The NAO says that BEIS should carry out a tailored review of the NDA, including its role, function and governance arrangements, in line with Cabinet Office guidelines. It should use the findings of the Committee of Public Accounts' February 2018 report, alongside those of the independent inquiry into the failed Magnox contract, to clarify the respective roles and responsibilities of the NDA and Sellafield Limited (and the other site licence companies). It should also streamline the governance and oversight of the NDA to clarify the roles and value added by each body, and ensure the right capabilities, management information systems and approvals processes are in place to support, challenge and assess the NDA's performance, the NAO says.

On performance reporting and assurance, it says the NDA should review whether the current lifetime plan for Sellafield remains good enough to monitor performance and assess efficiencies after the change to the Sellafield management model. It should "review and strengthen its assurance arrangements", including its assurance of efficiency savings reported by Sellafield Limited, with a focus on capability in both the NDA and Sellafield Limited to discharge assurance functions effectively. In addition, BEIS should ensure that NDA's management information provides both programme and project-level data to enable it to evaluate its performance in the medium term (three to five years).

"This information for each layer from Sellafield Limited to the Department should be clearly linked to the responsibilities of each layer and avoid duplication," it says.
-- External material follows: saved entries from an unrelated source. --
PR #63, opened 2021-12-11
Added get methods to Student and Recruiter models

eldaraharonson:
1. For both Student and Recruiter models added a get method that accepts a
   user id as parameter and returns the student/recruiter corresponding to
   that user id as a Student/Recruiter object.
2. Added tests for both these methods.

### DIFF
--- a/student/tests.py
+++ b/student/tests.py
@@ -92,3 +92,16 @@ def test_if_user_is_a_student_returns_true_if_the_auth_user_is_associated_with_a
     example_user_not_student.save()
     assert Student.is_student(example_user_not_student.id) is False
     assert Student.is_student(example_student_a.user.id) is True
+
+
+@pytest.mark.django_db
+def test_get_user_as_student_object(example_student_a):
+    assert isinstance(Student.get_student(example_student_a.user.id), Student)
+
+
+@pytest.mark.django_db
+def test_get_student_raises_exception_for_non_student_user():
+    example_user_not_student = User.objects.create_user("notstudent", "password")
+    example_user_not_student.save()
+    with pytest.raises(Student.DoesNotExist):
+        Student.get_student(example_user_not_student.id)
--- a/recruiter/models.py
+++ b/recruiter/models.py
@@ -42,3 +42,12 @@ class Recruiter(models.Model):
         For checking if a currently logged in user is a Recruiter
         """
         return cls.objects.filter(user_id=auth_user_id).exists()
+
+    @classmethod
+    def get_recruiter(cls, auth_user_id):
+        """
+        Returns the user as a recruiter object.
+        Should only be called after verifying that the user is
+        a recruiter with the is_recruiter method.
+        """
+        return cls.objects.get(user_id=auth_user_id)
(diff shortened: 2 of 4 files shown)


guyy13 (approved):
lgtm

benmenachem:
Looks good Eldar

benmenachem (approved):

YarinBou (approved):
all of those functions looked good, but I didn't understand what are you used them for?

yaelerdr (commented):
the code looks great, I'm just not sure - what these functions are needed for?

eldaraharonson:
> the code looks great, I'm just not sure - what these functions are needed for?

When a user is logged in on the website we can only access him as a User object meaning I can't access fields that are specific for Student or Recruiter (such as institute for student or company for recruiter). This method recieves the user id and if he is indeed a Student (I can first check that with the boolean method "is_student") then I get the user as a Student object and I can now access his specific Student fields such as university.

student/tests.py
```diff
@@ -92,3 +92,12 @@ def test_if_user_is_a_student_returns_true_if_the_auth_user_is_associated_with_a
...
     assert Student.is_student(example_user_not_student.id) is False
     assert Student.is_student(example_student_a.user.id) is True
+
+
+@pytest.mark.django_db
+def test_get_user_as_student_object(example_student_a):
+    example_user_not_student = User.objects.create_user("notstudent", "password")
+    example_user_not_student.save()
+    with pytest.raises(Student.DoesNotExist):
+        Student.get_student(example_user_not_student.id)
```
guy9050, line 107: how come it's not exist it you created it on line 99?

eldaraharonson: I created a user that is specifically **not** a student in line 99. The "Student.DoesNotExist" exception means that there is no **Student** with that user id in the database but it doesn't mean that it doesn't exist as a user.
Example_student_a is a student though because that's how he was created in line 27.

guy9050: okay but why are you creating it if you don't need it for the test (line 103) ?

eldaraharonson: I am using it for a test. There are 2 tests in this function:
1. In line 103 I am testing the get_student() function with a user that **is** a Student instance.
2. In lines 101-102 I am testing the get_student() function with a user that is **not** a Student instance. In this case the function should throw a "Student.DoesNotExist" exception, I am testing that it indeed throws that exception. This is the syntax for testing exceptions according to what I read here https://www.kite.com/python/answers/how-to-assert-an-exception-is-raised-using-pytest-in-python
If for example in line 102 I write "Student.get_student(example_student_a)"  then the test will fail because there **is** such a student therefore an exception is **not** thrown.

eldaraharonson: Should I just remove this test?

guy9050: okay I get it now, so this is kind of a negative testing which is essentially another test. something like `test_get_student_raises_exception_for_non_student_user`

eldaraharonson: OK I changed it into 2 seperate tests as you suggested. Although I must say that I feel like this PR is being dragged on way longer than it should be. I can understand if this was a conversation we have in one day but each day you give me a different comment and at this rate it will be very hard for us to be ready for the demo on Sunday.

guy9050: @eldaraharonson  Thank you for sharing this, sometimes it happens that people find out new things on the second review and so it gets more time for the pr to get merged. It's not intentional obviously but these things happen and it's good that you speak up when it happens.

PR #64, opened 2021-12-11
Different forms for registration student and for recruiter.

YarinBou:
This PR comes after the basic registration that we made. and its goal is to separate between the student and recruiter registration.
fd23bcf3-5b90-4d88-a758-197ae13e48b4
646fd5eb-1bb1-4a53-a4d7-20ca792a950c


benmenachem:
The pages look great Yarin. 
When a recruiter signs up does he have the option to choose an existing company and as well to register a new company as well ?

YarinBou:
for now, it's only an existing company but you have a point.  maybe for the demo that's good functionality and we will do it later for our final project?  or do you think should i do it for the demo?

benmenachem:
> for now, it's only an existing company but you have a point.  maybe for the demo that's good functionality and we will do it later for our final project?  or do you think should i do it for the demo?

@YarinBou i think for now it's ok but if we find a quick solution to make an option to create a new company it's better. I'll be home soon and think of a way to do that as well

YarinBou:
sure, that's because I'm already getting a hard time creating both user and recruiter in the same form, so to add up a company registration in the same form can take me some more time, check this out and we will talk later.

.vscode/settings.json
```diff
@@ -0,0 +1,3 @@
+{
+    "python.pythonPath": "C:\\Users\\yarin\\.virtualenvs\\SJMaster-w3yjJ9fd\\Scripts\\python.exe"
```
guyy13: I think you pushed this file by mistake?

guyy13 (changes requested):

student/forms.py
```diff
@@ -0,0 +1,36 @@
...
+
+class studentRegistrationForm(UserCreationForm):
+    educationalInstitution_Queryset = EducationalInstitution.objects.all()
+    full_name = forms.CharField(max_length=255)
+    email = forms.EmailField(required=True)
+    date_of_birth = forms.DateField()
+    phone_number = forms.CharField(max_length=15)
+    educational_institution = forms.ModelChoiceField(educationalInstitution_Queryset)
+    major = forms.TypedChoiceField(choices=Major.choices)
+    about = forms.CharField(max_length=255)
```
guyy13: 255 characters for the about field is too short IMO.
You can change it to: `about = forms.CharField(widget=forms.Textarea)`
This way we can allow a lot of text in this field and the registration form will also indicate it (see attached screenshot).
image

guyy13 (changes requested):

student/forms.py
YarinBou: done.

.vscode/settings.json
YarinBou: yes by git  add .

guyy13 (approved):
now lgtm, good job Yarin

student/forms.py
```diff
@@ -0,0 +1,37 @@
...
+            user.save()
+        user2 = Student(user=user,
+                        full_name=self.cleaned_data['full_name'],
+                        date_of_birth=self.cleaned_data['date_of_birth'],
+                        phone_number=self.cleaned_data['phone_number'],
+                        educational_institution=self.cleaned_data['educational_institution'],
+                        major=self.cleaned_data['major'],
+                        about=self.cleaned_data['about'],
+                        graduation_date=self.cleaned_data['graduation_date'])
+        user2.save()
```
guy9050: why are you overriding the default `save()` method?

YarinBou: what do you mean? that is the way I saw online to save your own form In several different sites and tutorials. 
there is a better or different way to do it?

eldaraharonson (approved):

benmenachem (approved):

student/forms.py
guy9050: The `save` method is a built-in method in to save an instance into a particular model (in this case student), you don't need to override it unless you have some special constrains that you want to add. Here it seems that your function saves the user 3 times in the DB. why? 

@ifireball thoughts?

YarinBou: if I understand correctly this technique user saves the data into the user's table, user2 saves that data into the student's table, the code in line 24 is if commit=false, but the second user. save is if the user sent the form correctly and just then save him. you can look at the discussion here?  
https://stackoverflow.com/a/37820531
how would you do in a different @guy9050? maybe a short example will help. :)

ifireball: I think this can be simplified by making a two step registration, where you first sight up for an account and then fill in additional details to register for a particular role. That way you can have simpler forms where each form needs to work only with one model.

recruiter/forms.py
```diff
@@ -0,0 +1,29 @@
+from django import forms
+from django.contrib.auth.forms import UserCreationForm
+from django.contrib.auth.models import User
+from .models import Recruiter, Company
+
+
+class recuiterRegistrationForm(UserCreationForm):
```
ifireball: Please follow the usual Python Pep8 styling rules - class names should begin with upper case characters.
Not sure why flake8 is letting this pass.

ifireball (changes requested):
While this PR contains a significant amount of logic, I'm not seeing even a single test. Given the time, I don't think you can deliver this for the demo.

recruiter/forms.py
YarinBou: will be fixed if this is the convention.

student/forms.py
YarinBou: I saw some tutorials online on how to do this thing of a single form for 2 tables. and that worked good, I don't think that needs to be changed. that decision for making this partition in the registration form came after long thinking in our team meeting.  we want to keep it this way.

YarinBou:
from my first PR about the registration, you're (@ifireball) keep telling me, again and again, you can't deliver it for the demo, even tho everything works in the first PR about it. and everything working now as well.
the last PR about it was approved without tests. I don't see how a "significant amount of logic" is that's why I think the test's request at this point is just you making your point and looking for reasons for this PR will not be approved for the demo. without an actual reason.
all the other teams in the course sent a registration page without any tests and no one made from this simple action such a big deal.

ifireball:
Application logic needs to have tests, this is an integral part if the demo requirements. If other teams did not implement tests for their features, they may not be able to present them.

YarinBou:
not just other teams, also all of our latest PR's as been sent and approved without test's and also all of the PR's that still waiting are without test's that seem a bit odd that just for my registration page's 4 day's before the demo this is the first time
we have been asked to do them.  this is my feeling that you are specifically looking for this functionality to not succeed. 
maybe behind the scenes that is not what you thinking about, but this is the feeling I'm getting from you in this work.

ifireball:
I'm sorry that you feel this way but:

1. It's your responsibility as a team to ensure your code meets the requirements even if we (the reviewers) forget to remind them to you
2. If far easier for me to avoid reviewing stuff and just merge blindly. Would you rather I do that instead of trying to teach you to be a better engineer?

YarinBou:
I rather you teach me to be a better engineer, I think that about the way you choose to teach me that.

recruiter/tests.py
```diff
@@ -20,6 +22,40 @@ def example_recruiter(example_user):
     return recruiter
 
 
+@pytest.fixture
+def bad_recruiter_example():
```
guy9050: this name is confusing as you're not creating any recruiter as the fixture name states. I'd change it to something like `invalid_recruiters_data`.

student/tests.py
```diff
@@ -86,22 +141,47 @@ def test_get_students_graduate_after_returns_students_that_graduate_after_the_gi
...
-    example_user_not_student = User.objects.create_user("notstudent", "password")
+    example_user_not_student = User.objects.create_user(
+        "notstudent", "password")
     example_user_not_student.save()
     with pytest.raises(Student.DoesNotExist):
         Student.get_student(example_user_not_student.id)
+
+
+@pytest.mark.django_db
+def test_sign_up_valid_stuednt(student_data_example):
```
guy9050: student

recruiter/tests.py
```diff
@@ -46,20 +83,58 @@ def test_get_all_recruiters_of_a_specified_company_returns_all_recruiters_as_a_q
...
+
+@pytest.mark.django_db
+def test_sign_up_valid_recruiter(recruiter_example):
+    form = RecuiterRegistrationForm(data=recruiter_example)
+    if form.is_valid():
+        user = form.save()
+        assert User.objects.filter(pk=user.user.id).exists()
+        assert Recruiter.objects.filter(pk=user).exists()
+    else:
+        assert False
```
guy9050, line 115: If you get to this line, the test will fail because the form is invalid (probably because the data you pass to it from the fixture), and not because what you're actually testing which is the sign up process

recruiter/tests.py
```diff
@@ -46,20 +83,58 @@ def test_get_all_recruiters_of_a_specified_company_returns_all_recruiters_as_a_q
...
+
+
+@pytest.mark.django_db
+def test_sign_up_invalid_recruiter(bad_recruiter_example):
+    for user_data in bad_recruiter_example:
+        invalid = False
```
guy9050, line 121: `invalid_recruiter` will be clearer

recruiter/tests.py
YarinBou: will be fixed

student/tests.py
YarinBou: will be fixed

recruiter/tests.py
YarinBou: will be fixed

recruiter/tests.py
YarinBou: the forms can be invalid because of several reasons one of them is the fact that the user will send "bad" data. What I test here is that the Django form is actually working and save my data in the right places.  and that is an important part of the signup process no? @guy9050

login/templates/registration/register.html
```diff
@@ -2,14 +2,19 @@
...
-        {% csrf_token %} {{ register_form|crispy }}
-        <button class="btn btn-primary" type="submit">Register</button>
-    </form>
-    <p class="text-center">
-        If you already have an account, <a href="/login">login</a> instead.
-    </p>
+  <h1>Register</h1>
+  <form method="POST">
+    {% csrf_token %} {{ register_form|crispy }}
+    <p>Please select your Roll:</p>
```
ifireball: Role*

Also why use a form here and not simple links? The complications this adds to the view code seem unnecessary

recruiter/forms.py
```diff
@@ -0,0 +1,29 @@
+from django import forms
+from django.contrib.auth.forms import UserCreationForm
+from django.contrib.auth.models import User
+from .models import Recruiter, Company
+
+
+class RecuiterRegistrationForm(UserCreationForm):
```
ifireball, line 7: Does this still need to inherit from UserCreationForm? Can it me a simpler ModelForm without all the custom overrides now that you made separate screens?

ifireball (changes requested):
Since this is a big PR - I did not look at everything yet - but already placed some important comments so please have a look.

login/templates/registration/register.html
YarinBou: yes, you are right, this page is no longer in use because the registration got splite between the student and recruiter. I will upload a PR without this page and URL link.

recruiter/forms.py
YarinBou: I use the UserCreationForm inherit when I sent the request.POST argument in the views.py file. that's the way I saw how to do it (I can send the youtube link if it's relevant), maybe you know a better or different way to do it?

recruiter/tests.py
```diff
@@ -32,7 +68,8 @@ def test_get_all_companies_returns_all_companies_as_a_query_set():
 
 @pytest.mark.django_db
 def test_get_all_recruiters_of_a_specified_company_returns_all_recruiters_as_a_query_set(example_recruiter):
-    recruiter_set = Company.get_all_recruiters_of_a_specified_company(Company.objects.get(name="example_company_a"))
```
ifireball, line 35: This reshaping of the code makes the PR bigger and makes it harder to find the code that needs to be reviewed. Please avoid that in the future.

recruiter/tests.py
```diff
@@ -46,20 +83,58 @@ def test_get_all_recruiters_of_a_specified_company_returns_all_recruiters_as_a_q
...
-    example_user_not_recruiter = User.objects.create_user("notrecruiter", "password")
+    example_user_not_recruiter = User.objects.create_user(
+        "notrecruiter", "password")
     example_user_not_recruiter.save()
     with pytest.raises(Recruiter.DoesNotExist):
         Recruiter.get_recruiter(example_user_not_recruiter.id)
+
+
+@pytest.mark.django_db
+def test_getting_the_correct_url(rf, admin_user):
```
ifireball: Why use `RequestFactory` here and not `client`?

login/templates/registration/register.html
YarinBou: done

recruiter/forms.py
ifireball: Are you using a single form to both create a user account and register it as a recruiter or two different forms, one for creating a user and the other to set it as a recruiter? 

If its two different forms, then there is no reason for the recruiter registration for to inherit from the user creation form.

recruiter/tests.py
```diff
@@ -46,20 +83,58 @@ def test_get_all_recruiters_of_a_specified_company_returns_all_recruiters_as_a_q
...
+    request = rf.get('/recruiterRegister/')
+    # Remember that when using RequestFactory, the request does not pass
+    # through middleware. If your view expects fields such as request.user
+    # to be set, you need to set them explicitly.
+    # The following line sets request.user to an admin user.
+    request.user = admin_user
+    response = recruiterRegister(request)
+    assert response.status_code == 200
```
ifireball: This test is messy:

1. The use of "tf" makes it harder to figure out what the test is doing and I don't think its necessary.
2. You only assert on the HTTP response code, and not the content. Is the system displaying the right form?
3. The test name does not indicate what is the expected behavior.

recruiter/tests.py
ifireball: I don't think its useful to test the form object without testing the flow through the view - to test a form use `client` to submit data to the view and then check the stored data and returned values.

ifireball (changes requested):

student/tests.py
```diff
@@ -86,22 +141,47 @@ def test_get_students_graduate_after_returns_students_that_graduate_after_the_gi
...
+@pytest.mark.django_db
+def test_sign_up_invalid_student(invalid_student_data):
+    for user_data in invalid_student_data:
+        invalid = False
+        form = StudentRegistrationForm(data=user_data)
+        try:
+            form.save()
+        except ValueError:
+            invalid = True
+        assert invalid
```
ifireball: I'm seeing tests for the for object but not for the views. What guarantee do we have that the views are actually using that object?

The right way to test a for as through the view via `client`. That way you can test both the validation logic provided by the form and the control/routing logic provided by the view.

ifireball (changes requested):
Added more comment - the tests are incomplete.

recruiter/tests.py
YarinBou: Ok

recruiter/tests.py
YarinBou: I saw that in the menu that you sent to the guy a few days ago. but I will change that.

recruiter/tests.py
YarinBou: I will add the client functionality to the test, but I think that a test the check if to form object himself do the right work and save to the correct places, is also relevant.

student/tests.py
YarinBou: will be fixed. I think this is the same comment on both of the text files. (recruiter and student)

YarinBou:
hey, @ifireball is this the kind of test that you want to see?
image

to check if the system displays the right form?

recruiter/forms.py
YarinBou: I'm using a single form for both, create a user account and register it as a recruiter, I'm also testing this form in the tests.

ifireball:
See the tests im PR #60

YarinBou:
> See the tests im PR #60

yes, I do the form check according to this PR.

guy9050:
Please let us know once the issues and conflicts are resolved it's ready for re-review @YarinBou

YarinBou:
> Please let us know once the issues and conflicts are resolved it's ready for re-review @YarinBou

hey, @guyy13 and @ifireball I'm ready for re-review.

benmenachem (approved):
Tests looks good yarin!
One question tho - I'm not really sure about it ,but doesn't it make more sense to put the tests in the login app since they check the registration and login?

YarinBou:
That was make sense if the login was for both in the same place. But - we make two different forms and functionally for those models and that's why we splitting those tests into the right models.

.vscode/settings.json
ifireball: Ok, are you planning to remove it?

recruiter/tests.py
ifireball: This would be true only if the for testing would provide a significantly bigger amount of coverage, which it won't in this case since `test_new_recruiter_account_with_valid_data` tests exactly the same cod path. As it is its just more code you'd need to maintain that does not provide significant value.

Also having that 'if' and `assert false` makes the test look strange and hard to understand. You could have simply added `assert form.is_valid()` before the other assertions.

In general you want as little logic in your tests as possible in order to make then reliable. A good test has the following structure:

1. Setup of values and other input for the test (Could be partially/fully done in fixtures)
2. Call production code (Usually should be 1 line and avoid any complex logic)
3. Inspect results with assertions.

You should aim to not mix those parts as you do here - But again, this strange test is simply because of the somewhat awkward API of the form objects that were not really designed to be tested directly. The test that does this via the client is much more straight-forward.

recruiter/tests.py
```diff
@@ -46,20 +82,68 @@ def test_get_all_recruiters_of_a_specified_company_returns_all_recruiters_as_a_q
...
+    else:
+        assert False
+
+
+@pytest.mark.django_db
+def test_sign_up_invalid_recruiter(invalid_recruiters_data):
+    for user_data in invalid_recruiters_data:
+        invalid = False
+        form = RecuiterRegistrationForm(data=user_data)
+        try:
```
ifireball, line 123: This is not how you test for an exception. That is what `pytest.raises` is for.

Testing this via the client would both be simpler and also verify that the view routes the error messages properly.

recruiter/views.py
```diff
@@ -55,3 +54,22 @@ def form_valid(self, form):
...
         return super(CreateNewJobForm, self).form_valid(form)
+
+
+def recruiterRegister(request):
+    if request.method == 'POST':
+        form = RecuiterRegistrationForm(request.POST)
+        if form.is_valid():
+            form.save()
+            message = "Your account has been created. You can log in now!"
+            messages.success(request, f'{message}')
```
ifireball, line 65: Was it really necessary to use `messages` here? It seems to me that since you have dedicated view for presenting the success message, this could have been a simple static string in the template.

This seems to add unnecessary complexity to the code, not to mention that it needs to be tested. Are you sure the messages are preserved across the redirection call? Redirection essentially terminates the HTTP call while sending some redirection headers to the browser causing it to essentially make a brand new HTTP call to another page. Things do not necessarily get preserved across different HTTP calls.

I'm not saying this does not work, you probably at least tested this manually but it does something non trivial that:

1. Forces reviewers to look it up, since in order to work it would need to employ some non-trivial tricks like server-based sessions and cookies behind the scenes, and its not safe to just assume that the `messages` module really does all that.
2. Must be tested via automated tests.

Finally, since I looked further down the code, I see that the `recruiter_created_successfully` template does not event attempt to display the messages, so what we essentially have here is a piece of unnecessary code that sends the reviewers into a wild goose chase. Not nice!

student/tests.py
```diff
@@ -164,3 +222,49 @@ def test_update_student_account_settings_with_valid_data(example_student_a, exam
     assert example_student_a_from_db.about == new_about
     # Test that untouched data hasn't changed
     assert example_student_a_from_db.educational_institution == example_student_a.educational_institution
+
+
```
ifireball, line 230: The tests bellow suffer from similar issues to the ones I already mentioned for the recruiter tests.

ifireball (changes requested):
Given the time, I could merge this even with its current code issues, but since PR also contains files that were added unintentionally I cannot.

ifireball (approved):
Merging for now, please open issues to track remaining issues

To help sustain improvements at Sellafield, the NDA should, with the support of Sellafield Limited, invest in "understanding the drivers of project improvements" at Sellafield to ascertain which have been most effective and replicable; and test the "perceived constraints to faster and further progress" at Sellafield and use these findings to inform or revise its strategy for decommissioning Sellafield.

To support a more transparent approach to reporting on progress and decision-making, the NDA should complete its work on mission reporting to enable it to give a transparent account of its progress on areas of the work that are more certain; and work with Sellafield Limited and HM Treasury to evaluate and report the full costs associated with changes it has made to strategies and projects it has deferred, making clear how short- and long-term costs have been taken into account.